Case study
Zoom's Waiting Room Redesign
Redesigned the waiting room experience to reduce uncertainty, help participants prepare, and make the transitions feel calmer.
Company
Zoom
Role
Product Design Intern
Timeline
2 months
Team
Product manager, engineers, UX writer, UX manager

Context
The waiting room was a security checkpoint, but participants experienced it as an ambiguous pause.
Zoom Rooms let hosts control when participants entered a meeting. The feature mattered because it protected meetings, but the participant-side experience was sparse: people were asked to wait with little confirmation, limited context, and a sudden transition into the live room.

Live meeting
The meeting itself was rich with visible people, controls, and shared context.

Original waiting state
The waiting room was mostly empty, making the gap between waiting and joining feel abrupt.
01
Research and workflow understanding
I reframed the problem around uncertainty, readiness, and transition quality.
The brief started broadly: improve a frustrating waiting state.

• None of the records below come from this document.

PR #10966, opened 2026-08-06
fix(server): preserve Date instances in run secret redaction

### LINKED ISSUE #10964: Web UI renders "Invalid Date" for every heartbeat run despite valid timestamps in Postgres
## What happens

Every row in the agent's heartbeat run list renders `Invalid Date` in the timestamp column. This affects **all** runs regardless of status (`succeeded`, `failed`, `running`) and regardless of trigger (`Timer`, `Automation`, `Assignment`).

The rest of each row renders correctly: run id, trigger badge, status icon, output preview and token count are all fine. Only the date is broken.

The agent detail page (`/agents/<slug>/dashboard`) also fails to render entirely, with a React error boundary showing `Invalid time value`. Both symptoms look like they share a root cause.

## Expected

Human readable timestamps, as the column intends.

## Environment

| | |
|---|---|
| Image | `ghcr.io/paperclipai/paperclip:latest`, digest `sha256:ae94afa9f9d02e8b3e6c028b7007b2cd7a9479dcaa2e73d0033b94befe1a8b64` |
| Commit (from `/api/health`) | `2ea22d6ceaaea21b3f1e9037c22f5a538ead27d9` |
| `server` / `ui` package version | `0.3.1` |
| Node | v24.19.0 (in image) |
| Deployment | self hosted, Docker Compose, **external Postgres** (`postgres:17-alpine`), `SERVE_UI=true` |
| Mode | `authenticated` / `private` |
| Adapter | `claude_local`, ACP engine |
| Browser | Chromium, `Europe/Paris` |

## The data is fine

Timestamps are valid `timestamp with time zone` values in Postgres:

```sql
SELECT id, created_at, started_at, finished_at, pg_typeof(created_at)
FROM heartbeat_runs ORDER BY created_at DESC LIMIT 3;
```

```
     id      |          created_at           |         started_at         |        finished_at         |         pg_typeof
-------------+-------------------------------+----------------------------+----------------------------+--------------------------
 <uuid-1>    | 2026-08-06 11:53:22.930499+00 | 2026-08-06 11:53:22.97+00  |                            | timestamp with time zone
 <uuid-2>    | 2026-08-06 11:21:15.340185+00 | 2026-08-06 11:21:15.374+00 | 2026-08-06 11:31:38.543+00 | timestamp with time zone
 <uuid-3>    | 2026-08-06 11:16:52.872828+00 | 2026-08-06 11:16:52.909+00 | 2026-08-06 11:22:55.696+00 | timestamp with time zone
```

## What I ruled out

* **Not a NULL handling bug.** My first hypothesis was `finished_at` being NULL on in flight runs. Ruled out: completed runs with all three timestamps populated render `Invalid Date` too.
* **Not a hardcoded string.** `Invalid Date` does not appear in any application asset under `/app/ui/dist/assets/`. The only hit is `mermaid.core-*.js`, which is unrelated. So it is produced at runtime by `String(new Date(x))` on a value JS cannot parse.
* **Not a field name mismatch.** The UI bundle references `createdAt` (387x), `updatedAt` (188x), `startedAt` (72x) and `finishedAt` (40x), matching what `GET /companies/:companyId/heartbeat-runs` selects in `server/dist/routes/agents.js` (around line 3020).

That narrows it to either the serialization layer or the client side formatter. I could not narrow it further without capturing the raw HTTP response.

## Possibly related

This repo has a history of `Date` across boundaries bugs in the opposite direction, where a `Date` instance reaches a layer expecting a string:

* #5917, `Date` object passed to a postgres.js query param
* #3830, same class, `?after=<uuid>` path
* #3583, `Date` bind `TypeError` during company creation

If the `heartbeat_runs` timestamp columns are declared with a Drizzle mode that differs from other tables, that could be a starting point.

## Reproduction

1. Self host with external Postgres (`docker/docker-compose.yml`), `SERVE_UI=true`
2. Complete onboarding, create an agent with the `claude_local` adapter
3. Let at least one heartbeat run reach `succeeded`
4. Open the agent's run list

## Impact

Cosmetic for the run list, since runs execute and complete normally and their output is readable. Blocking for the agent dashboard page, which fails to render at all.

I can capture the raw `GET /companies/:companyId/heartbeat-runs` response body if that would help pin down which side of the boundary is at fault.

VXNCXNX:
## Thinking Path

> - Every heartbeat run response passes through the run secret redaction service, which scrubs registered secret values before the data reaches the client
> - That service walks the payload recursively, but it treats any non string, non array object as a plain record, so it flattens `Date` instances to `{}`
> - The web UI then calls `new Date({})`, which gives `Invalid Date`, so run timestamps are unreadable and the agent dashboard fails to render at all
> - This pull request returns `Date` instances untouched, before the record branch
> - The benefit is that run timestamps render correctly again, and the agent dashboard loads, with no change to secret redaction behaviour

Fixes: #10964

## What Changed

- `server/src/services/run-secret-redaction.ts`: return `Date` instances untouched in `redactRegisteredSecretValues()`, before the record branch. A comment states why, because the failure is silent.
- `server/src/__tests__/run-secret-redaction.test.ts`: add a test that a top level `Date` survives, that `null` stays `null`, and that a sibling string is still redacted.
- `server/src/__tests__/run-secret-redaction.test.ts`: add a test that a `Date` survives inside an array and inside a nested object.

## Verification

Run the unit tests:

```
pnpm --filter @paperclipai/server test run-secret-redaction
```

I could not run the repository test runner in my environment. Instead I ran the pre-fix and the post-fix implementations side by side on one payload, to confirm the new tests assert a real difference and are not vacuous:

```
before  createdAt = {}                          isDate: false
after   createdAt = "2026-08-06T11:21:15.340Z"  isDate: true
after   nested in array                         isDate: true
after   nested in object                        isDate: true
after   stdoutExcerpt = "stdout [redacted]"     redaction still applied
```

On `master` the first assertion of each new test sees `{}` and fails. Please run the suite in CI to confirm.

Manual check on a self hosted instance (`ghcr.io/paperclipai/paperclip:latest`, commit `2ea22d6`, external Postgres):

1. Open an agent that has at least one completed heartbeat run.
2. Before the fix, the run list shows `Invalid Date` on every row. The agent dashboard shows an error boundary with `Invalid time value`.
3. Apply the compiled equivalent of this change. Restart the server.
4. After the fix, the run list shows relative timestamps. The agent dashboard renders.

The rows in Postgres were correct in both cases. The corruption happened on the way out.

## Risks

Low risk.

- The change is a single early return. It cannot alter the redaction of strings, arrays, or plain objects.
- It does not widen what reaches the client. A `Date` carries no secret material, and its own enumerable property set is empty, so the previous walk never redacted anything inside it. It only destroyed the value.
- No migration. No schema change. No API contract change, other than timestamp fields returning their real value instead of `{}`.
- One behavioural shift to be aware of: any client that adapted to `{}` in these fields now receives a real date. I found no such client in this repository.

A wider variant is possible. `asRecord()` could accept only plain objects, which would also cover `Map`, `Set`, `RegExp` and `Buffer` on this path. A `Buffer` does not flatten to `{}` but to an index keyed object, which is a quieter form of the same bug. I kept the narrow fix, because the blast radius is smaller on a security sensitive function. Tell me if you prefer the wider shape.

## Model Used

Claude Opus 5, model id `claude-opus-5[1m]`, 1M context window, extended thinking enabled, with tool use and code execution. The model read the compiled bundle on a running instance, traced the root cause, wrote the fix and the tests, and verified the before and after behaviour. A human reviewed and approved each step.

## Checklist

- [ ] I have run tests locally and they pass (see Verification: I verified the fix by running both implementations side by side on the same payload, but I could not run the repo test runner itself)
- [ ] I have updated relevant documentation to reflect my changes (no user facing documentation covers this internal function)

<sub>Duplicate search: I searched the PR list for `redaction`, `Date`, `run-secret`, `"Invalid Date"` and `redactRegisteredSecretValues`. The only other PR that touches this function is #9934 (closed), which added human approved secret proposals and is unrelated. No open or merged PR fixes this bug.</sub>

### DIFF
--- a/server/src/__tests__/run-secret-redaction.test.ts
+++ b/server/src/__tests__/run-secret-redaction.test.ts
@@ -54,4 +54,29 @@ describe("registered run secret redaction", () => {
     expect(redactRegisteredSecretValues("token-extended token", ["token-extended", "token"]))
       .toBe(`${REDACTED_EVENT_VALUE} ${REDACTED_EVENT_VALUE}`);
   });
+
+  it("preserves Date instances instead of flattening them to {}", () => {
+    const createdAt = new Date("2026-08-06T11:21:15.340Z");
+    const result = redactRegisteredSecretValues({
+      createdAt,
+      finishedAt: null,
+      stdoutExcerpt: `stdout ${secret}`,
+    }, [secret]);
+
+    expect(result.createdAt).toBeInstanceOf(Date);
+    expect(result.createdAt.toISOString()).toBe("2026-08-06T11:21:15.340Z");
+    expect(result.finishedAt).toBeNull();
+    expect(result.stdoutExcerpt).toBe(`stdout ${REDACTED_EVENT_VALUE}`);
+  });
+
+  it("preserves Date instances nested in arrays and objects", () => {
+    const at = new Date("2026-08-06T11:21:15.340Z");
+    const result = redactRegisteredSecretValues({
+      runs: [{ startedAt: at }],
+      nested: { deep: { updatedAt: at } },
+    }, [secret]);
+
+    expect(result.runs[0].startedAt).toBeInstanceOf(Date);
+    expect(result.nested.deep.updatedAt).toBeInstanceOf(Date);
+  });
 });
--- a/server/src/services/run-secret-redaction.ts
+++ b/server/src/services/run-secret-redaction.ts
@@ -41,6 +41,9 @@ function redactText(input: string, values: string[]) {
 
 export function redactRegisteredSecretValues<T>(input: T, values: string[]): T {
   if (typeof input === "string") return redactText(input, values) as T;
+  // Non-plain objects carry their value in internal slots, not in own enumerable
+  // properties, so the Object.entries walk below would flatten them to `{}`.
+  if (input instanceof Date) return input;
   if (Array.isArray(input)) return input.map((value) => redactRegisteredSecretValues(value, values)) as T;
   const record = asRecord(input);
   if (!record) return input;


VXNCXNX:
Thanks for the review.

On the one open item: the Thinking Path section is present in the PR description. Greptile reviewed commit `9b8decb`, which is the commit before I rewrote the description to follow `.github/PULL_REQUEST_TEMPLATE.md`. The description now carries Thinking Path, What Changed, Verification, Risks, Model Used, and the completed checklist including the duplicate search. `commitperclip` re-ran after that and reports all checks passing.

One thing I want to flag honestly, since it is easy to miss in the checklist: I could not run the repository test runner in my environment, so that box is deliberately left unchecked. I verified the two new tests are not vacuous by running the pre-fix and post-fix implementations side by side on the same payload; on `master` the first assertion of each test sees `{}` and fails. CI is the real confirmation here.

Also happy to widen the fix if a maintainer prefers it. Restricting `asRecord()` to plain objects would cover `Map`, `Set`, `RegExp` and `Buffer` on this path too. A `Buffer` does not flatten to `{}` but to an index keyed object, which is a quieter form of the same bug. I kept it narrow because this is a security sensitive function and the smaller blast radius seemed like the safer default, but I will change it on request.

VXNCXNX:
Superseded by #10984, which landed the same fix (`if (input instanceof Date) return input;` in the walker) plus the chat notice timestamp hardening. Closing this rather than rebasing it onto a tree that already has the change.

Glad it got fixed either way.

I tested the existing flow with seven current Zoom users, reviewed social and app-store feedback, compared competitor meeting tools, and mapped the waiting journey with product and engineering partners.
User signal
The waiting room left participants guessing what the system knew.
In usability sessions, participants repeatedly checked whether they were in the correct room, whether the host had seen them, and whether their setup would work once admitted. The strongest signal was not boredom alone, but a lack of system feedback during a moment when people needed reassurance.

Research synthesis
Interview notes clustered around uncertainty, preparation, interaction, and the abrupt transition into the live room.
Pattern scan
Competitors suggested that waiting could carry lightweight orientation without becoming a meeting.
Looking across Google Meet, Microsoft Teams, Webex, and Lark helped separate baseline expectations from Zoom-specific opportunities. Video preview, clearer status language, and participant context appeared as common ways to make the pre-meeting moment feel more legible.

Competitor analysis
The comparison clarified which patterns were table stakes and where Zoom's host customization model could become an advantage.
Journey synthesis
The design opportunity lived in three moments: entering, waiting, and being admitted.
Mapping the journey made the problem more operational. Before entry, people needed confidence they were in the right place. During the wait, they needed useful status and preparation cues. At admission, they needed a less abrupt handoff into a live meeting.



Journey map
The journey map converted scattered research findings into concrete moments the redesign needed to support.
02
Redesigned experience
The redesign made waiting more informative without turning it into another meeting room.
Instead of filling the page with decoration, the design focused on functional reassurance: visible self-preview, clearer wording, optional room context, useful shared content, and a more controlled admission moment.

Final direction
The waiting room became a preparation space: participants could check their setup, understand status, and review relevant meeting material.
Waiting modes
Support both default and host-customized waiting rooms.
The redesigned waiting room needed to work even when a host did nothing, while still giving hosts room to add useful context when the meeting called for it. I treated customization as an optional layer on top of a clearer default state, rather than as the thing that made the experience usable.

Default waiting room
When the host does not customize the room, participants still see a calmer default state with setup visibility.

Customized waiting room
When the host customizes the room, added content can make the wait feel more intentional and meeting-specific.
Visibility
Clarify where participants are without exposing more than necessary.
Research showed that people worried about whether they were in the right room and whether anyone knew they were there. The redesign introduced room context, but kept that information configurable so hosts could decide when participant visibility was appropriate.

Room context
A small status line helps participants confirm the room is active.

Host control
The visibility decision stays with the host rather than becoming a default exposure.
Shared content
Use content only when it helps the wait feel intentional.
The waiting room did not need to become a content surface by default. But for classes, webinars, or planned sessions, lightweight shared material could make the wait feel purposeful instead of empty.

Slides
Hosts could share material that prepares participants for the session.

Website preview
The same structure supports other formats without changing the waiting model.
Admission
Soften the jump from waiting into a live room.
The final admission moment gave participants a short, explicit confirmation before they entered. It made the transition feel less abrupt while still keeping the meeting flow moving.

Admission moment
A confirmation state lets participants enter intentionally instead of being dropped into the meeting unexpectedly.
03
Outcome and reflection
The work clarified a small but high-frequency moment in the meeting workflow.
Feedback on the prototype pointed to a smoother transition and a stronger sense of preparedness while waiting. The most useful lesson was not that every waiting room needs more content; it was that participants need enough system feedback to trust what is happening.
As an internship project, the work also shaped how I approached ambiguity: start with the real behavior, share early concepts with partners, and treat research artifacts as tools for alignment rather than portfolio deliverables.